Capasso was serving as interim CEO when the indictment came down. But instead of a suspension, Broward Health’s board voted 4-1 on Jan. 31 to give her the $750,000-a-year job full time. Capasso also stands to collect incentive bonuses that could bring her total take-home pay to $1,125,000.
Capasso’s deal, however, didn’t sit well with Gov. Scott. On April 20, he sent a letter to Broward Health’s board questioning the “appropriateness” of her “significant increase in base pay and bonuses.”
“It is my expectation that any bonus be performance-based and in this case, the measures should include a reduction in the dependence of the district on taxpayer dollars, quality care and patient satisfaction, hospital profitability and patient access to care,” Scott wrote. “As a board member of a hospital district that receives more than $140 million in taxpayer dollars, I urge you to take action to ensure the appropriateness of total compensation and accountability through performance measures.”
At the May 30 regular board meeting, commissioners discussed plans to address the governor’s concerns at a special meeting following the June 27 meeting. (You can view the May meeting at the Dan Lewis Report here.)
Whistleblower complaint
Hatfield’s whistleblower complaint was filed in April. Her complaint against the North Broward Hospital District, Broward Health’s legal name, says that when she was wrongfully dismissed on March 16 she was the “longest-tenured of five senior executive secretaries” at the district.
The lawsuit says Hatfield was sought out as a witness by Assistant State Attorney Tim Donnelly, chief of his office’s Public Corruption/Special Investigations Unit.

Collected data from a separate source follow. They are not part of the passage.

PR #2762, opened 2026-04-08
Add version to Docs-as-code

MaximilianSoerenPollak:
Docs-as-code has to have a version for consumer tests to work.  Each 'bazel_dep' should **always** have a version.

### DIFF
--- a/MODULE.bazel
+++ b/MODULE.bazel
@@ -73,7 +73,7 @@ bazel_dep(name = "rules_java", version = "8.15.1")
 #
 ###############################################################################
 bazel_dep(name = "score_tooling", version = "1.1.2")
-bazel_dep(name = "score_docs_as_code")
+bazel_dep(name = "score_docs_as_code", version = "3.0.1")
 git_override(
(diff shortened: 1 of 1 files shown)


AlexanderLanin:
how did that work without a version??

MaximilianSoerenPollak:
> how did that work without a version??

Git override makes it possible I think.

FScholPer (approved):

AlexanderLanin:
oh, so now you specifiy a version and 1 line later you override it. That's also a little strange.

MaximilianSoerenPollak:
> oh, so now you specifiy a version and 1 line later you override it. That's also a little strange.

I guess that indeed is also true.

AlexanderLanin:
The advantage if it's not specified: the user (i.e., one level up) doesn't get a random error due to an incorrect docs-as-code version before the override, but instead gets the specific message “specify a version, for crying out loud.”

MaximilianSoerenPollak:
Will adapt the consumer tests instead and leave this as is to not introduce further issues.

PR #2767, opened 2026-04-09
Move Dockerfile one level up

pahmann:
I am actually not sure if it was by intention to have the .devcontainer with the Dockerfile under .devcontainer so a nested folder structure.

I got an error message in vscode while rebuilding, saw the move to the lower level folder, reverted it, and came back to a working container.

Just close the PR, in case I am doing something wrong here.


AlexanderLanin (approved):
Looks like the devcontainer is not used / needed in this repo, otherwise someone would have noticed. Fix looks correct.

pahmann:
> Looks like the devcontainer is not used / needed in this repo, otherwise someone would have noticed. Fix looks correct.

😅 I use it.

Thanks for merging.

PR #2814, opened 2026-04-17
docs: c++ compiler is required to work with bazels pip integration

AlexanderLanin:
As discussed in #infrastructure a C++ compiler must be installed on the host system, otherwise compile_pip_requirements is not working.

### DIFF
--- a/docs/contribute/development/development_environment.rst
+++ b/docs/contribute/development/development_environment.rst
@@ -61,8 +61,9 @@ General Setup
 * Install the required dependencies for your operating system. This includes:
 
   * Bazelisk
-  * Python 3.x
-  * Graphviz/Dot (for generating diagrams)
+  * Python 3.x (due to bugs in Bazel, which requires Python to be present on the system)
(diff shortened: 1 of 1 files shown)


FScholPer (approved):

docs/contribute/development/development_environment.rst
```diff
@@ -61,8 +61,9 @@ General Setup
 * Install the required dependencies for your operating system. This includes:
 
   * Bazelisk
-  * Python 3.x
-  * Graphviz/Dot (for generating diagrams)
+  * Python 3.x (due to bugs in Bazel, which requires Python to be present on the system)
+  * Graphviz/Dot (for generating diagrams, as it cannot be provided via Bazel)
+  * C++ compiler like gcc (due to bugs in Bazel's Python rules, which require a C++ compiler to be present on the system)
```
limdor, line 66: For things like this it would be great if links to the bugs are attached, in this way we can follow up on them and potentially revisit the decision once the bugs are resolved.

PR #2820, opened 2026-04-20
Baselibs component DFA

aschemmel-tech:
Refers: eclipse-score/baselibs#239


4og (changes requested):
After syncing with @aschemmel-tech we concluded that DFA should be done per library, so statements like below are misleading.

> As the component's archtitecture does not have a decomposition into further components,
there are no failures additional to the ones analyzed on feature level.

aschemmel-tech:
As the respective work products were moved to baselibs repository, this PR closed and cloned into https://github.com/eclipse-score/baselibs/pull/268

“Donnelly initially subpoenaed Hatfield to give a sworn statement in December 2016 and later to appear before the Broward County Grand Jury in September 2017,” the lawsuit says.
Florida Bulldog and later the Sun-Sentinel reported in late September that Hatfield had testified before the grand jury. At one point, Capasso “commented to Hatfield about her having testified,” the lawsuit says.
“She said to Pam something along the lines of, ‘Well, we will all find out what you said sooner or later,’ ” said Hatfield’s Fort Lauderdale attorney William Amlong.
Five weeks after the Dec. 12, 2017 indictment, Hatfield was told that she was being transferred away from Capasso to work for Sandra Todd-Atkinson, chief executive of the district’s Fort Lauderdale hospital, Broward Health Medical Center, at the same title and pay, the complaint says.
On March 16, Hatfield was told that her new position was being eliminated.
According to the complaint, Broward Health “retaliated” against Hatfield because of her testimony. Hatfield is seeking permanent reinstatement, money damages, lost wages and attorney’s fees and costs.
Broward Health has not yet filed a response. The case is assigned to Judge John Bowman.